Activists from Tibet protested against the Beijing 2022 Winter Olympic Games in Greece, hanging a banner at the Acropolis and disrupting the torch lighting ceremony at the ancient Olympia site. A total of six people have been arrested.
Two people were arrested in Athens on Sunday as they attempted to hang a banner from the Acropolis. A security officer quickly confiscated a banner they tried to unfurl.
However, the two women were able to put up a Tibetan flag and a smaller banner reading “Free Hong Kong Revolution.” They chanted slogans calling for a boycott of the Beijing games until police arrived and detained them, politico.eu reported..
Greek police said a man and two women were arrested “for violating the law on protection of archaeological sites.” A senior Greek official said they will appear before the prosecutor on Monday morning.

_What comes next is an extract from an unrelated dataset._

PR #278, opened 2021-06-04
adding tl.trace and tl.cumsum functions

caglayantuna:
For another PR that I am planning to submit soon, I need to use trace and cumsum functions for some algorithms. Since these functions could be useful for other algorithms as well, I wanted to add them to Tensorly. According to my experiments, I haven't seen any issue with the backends.


JeanKossaifi:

A New York-based campaign group called Students for a Free Tibet said two of those arrested were Tibetan student Tsela Zoksang, 18, and exiled Hong Kong activist Joey Siu, 22.
“We call on the Greek authorities to resist any pressure from the Chinese Government to extradite these activists,” said a statement from another group, the U.K.-based Hong Kong Watch.

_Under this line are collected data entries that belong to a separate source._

PR #279, opened 2021-06-07
Bugfix: Initialising non-negative CP with precomputed decomposition erroneously modified the initialisation

MarieRoald:
Here is another bugfix to a bug encountered by @IsabellLehmann. When we initialised non-negative CP with a pre-computed decomposition, the pre-computed decomposition was modified before fitting. Specifically, this line led to problems

    kt.factors = [tl.abs(f) for f in kt[1]]

Since it took the absolute value of all factor matrices. If we input a pre-defined decomposition, then it shouldn't be modified by the initialisation function. This led to problematic behaviour for PARAFAC2, when some factor matrices had negative elements.


JeanKossaifi:
Great, thanks @IsabellLehmann for reporting and @MarieRoald for the nice fix!

Issue #264, opened 2021-04-29
potential bug in non-negative PARAFAC


rusillini:
#### Describe the bug

In tensorly 0.5.1 installed from the Anaconda channel, non-negative PARAFAC with normalization returns NaNs as a result when run on GPU using PyTorch 1.8.1 as the backend. Non-negative PARAFAC without normalization flag works fine on GPU.

#### Steps or Code to Reproduce

```python
import numpy as np
import tensorly as tl
from tensorly.decomposition import non_negative_parafac

tl.set_backend('pytorch')

p1_g = np.array([1,0,2,0], dtype=float)
p1_c = np.array([1,1,0,0], dtype=float)
p2_g = np.array([0,1,2,0], dtype=float)
p2_c = np.array([0,1,1,0], dtype=float)
p3_g = np.array([1,0,0,2], dtype=float)
p3_c = np.array([0,0,1,1], dtype=float)

t = np.outer(p1_c,p1_g)
t = np.append(t,np.outer(p2_c,p2_g),axis=0)
t = np.append(t,np.outer(p3_c,p3_g),axis=0)
t = t.reshape(3,4,4)

t = tl.tensor(t, device='cuda:0')
factors = non_negative_parafac(t, rank=3, normalize_factors=True)
print(factors[1])
factors = non_negative_parafac(t, rank=3)
print(factors[1]) 
```

#### Expected behavior

PARAFAC should give meaningful results with and without the normalization flag when run on GPU with PyTorch as the backend.

#### Actual result

[tensor([[nan, nan, nan],
        [nan, nan, nan],
        [nan, nan, nan]], device='cuda:0'), tensor([[nan, nan, nan],
        [nan, nan, nan],
        [nan, nan, nan],
        [nan, nan, nan]], device='cuda:0'), tensor([[nan, nan, nan],
        [nan, nan, nan],
        [nan, nan, nan],
        [nan, nan, nan]], device='cuda:0')]
[tensor([[1.9754e-02, 0.0000e+00, 2.0000e+00],
        [2.9770e+00, 0.0000e+00, 4.4415e-04],
        [0.0000e+00, 2.1693e+00, 0.0000e+00]], device='cuda:0'), tensor([[3.7141e-05, 2.0000e-12, 1.1050e+00],
        [7.6445e-01, 2.0000e-12, 1.0991e+00],
        [7.6456e-01, 1.0000e+00, 0.0000e+00],
[...]

PR #281, opened 2021-06-17
Normalization

caglayantuna:
This pull request is related to issue #264. We suggest some updates in _nn_cp and _cp.py files in order to have consistent normalization options for non_negative_parafac, non_negative_parafac_hals and parafac functions. In these 3 functions, we added weights to mttkrp and pseudo_inverse (accum for non_negative_parafac) computation; 

```python
mttkrp = unfolding_dot_khatri_rao(tensor, (weights, factors), mode)
pseudo_inverse = tl.reshape(weights, (-1, 1)) * pseudo_inverse * tl.reshape(weights, (1, -1))
``` 

Since we have used weights to compute mttkrp, we removed the weights from the iprod computation;

```python
iprod = tl.sum(tl.sum(mttkrp * factors[-1], axis=0))
```

Finally, we suggest to use cp_normalize function after the error computation for all functions. 

According to our experiments, we don't observe any error as in issue #264 with these modifications.

### DIFF
--- a/tensorly/decomposition/_cp.py
+++ b/tensorly/decomposition/_cp.py
@@ -338,6 +338,8 @@ def parafac(tensor, rank, n_iter_max=100, init='svd', svd='numpy_svd',
             factor = tl.transpose(tl.solve(tl.transpose(pseudo_inverse),
                                   tl.transpose(mttkrp)))
             factors[mode] = factor
+            if normalize_factors and mode != modes_list[-1]:
+                   weights, factors = cp_normalize((weights, factors))
 
         # Will we be performing a line search iteration
         if linesearch and iteration % 2 == 0 and iteration > 5:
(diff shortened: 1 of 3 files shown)


JeanKossaifi:
I'm not sure this is necessarily better - it will be slightly heavier computationally. It's also not necessary as the weights would just be naturally absorbed in the last factor and we discussed, I don't have a strong intuition on whether one is better than the other. In Kolda's seminal paper(s) (and in the tensor-toolbox), I believe they do something similar to what we already have. 

I think a discussion is needed to simplify and make both code and API more uniform, I'll post that in the issue. 

It would be helpful to benchmark both approaches and see how it affects convergence, performance and numerical stability (e.g. are the factors in a better range, etc)?

cohenjer:
@JeanKossaifi Sure we should try even further to study normalization, but for now the nonnegative Parafac normalization is bugged (#264) and with the PR, we add a class method for normalization, which we can always tinker with later on. I think it would be better to merge the current PR, and maybe open an issue for further discussions?

JeanKossaifi:
Thanks @cohenjer, I agree with all your points.

JeanKossaifi:
Thanks for the great work @caglayantuna and @cohenjer. 
Is everyone happy with merging this?

caglayantuna:
Thanks @JeanKossaifi. From my side, it is ok.

JeanKossaifi:
Awesome, merging!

On Monday noon, a group interrupted the torch lighting ceremony, as the Students for a Free Tibet posted on social media.

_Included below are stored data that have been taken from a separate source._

PR #282, opened 2021-06-24
Added random_state to CP and NN_CP when init='random'

earmingol:
This pull request added the option of passing random_state to CP and NN_CP decomposition. Although the option was implemented, it was working only for cases when init='svd' and not when init='random'.


JeanKossaifi:
Great, thanks @earmingol, merging!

According to the group, four activists were also detained at the entrance of the site by plain clothes and were taken to a police station nearby where they remained also early Monday afternoon.
China has invested heavily in Greece during the country’s long financial crisis, raising concerns about Beijing’s undue influence in the country, politico notes adding that iIn 2017, Greece drew criticism when it vetoed a planned European Union condemnation of China’s human rights record at the U.N. Human Rights Council.
“Now it is time for the international community, and all people of conscience, to take a stand and boycott Beijing 2022; anything less will be a clear endorsement of China’s genocidal regime,” Zoksang was quoted as saying in the Students for a Free Tibet statement.
The group demands that the International Olympic Committee reverse a decision to award the games to Beijing, citing human rights abuses, including China’s treatment of the Uyghur people, the occupation of Tibet and the crackdown in Hong Kong.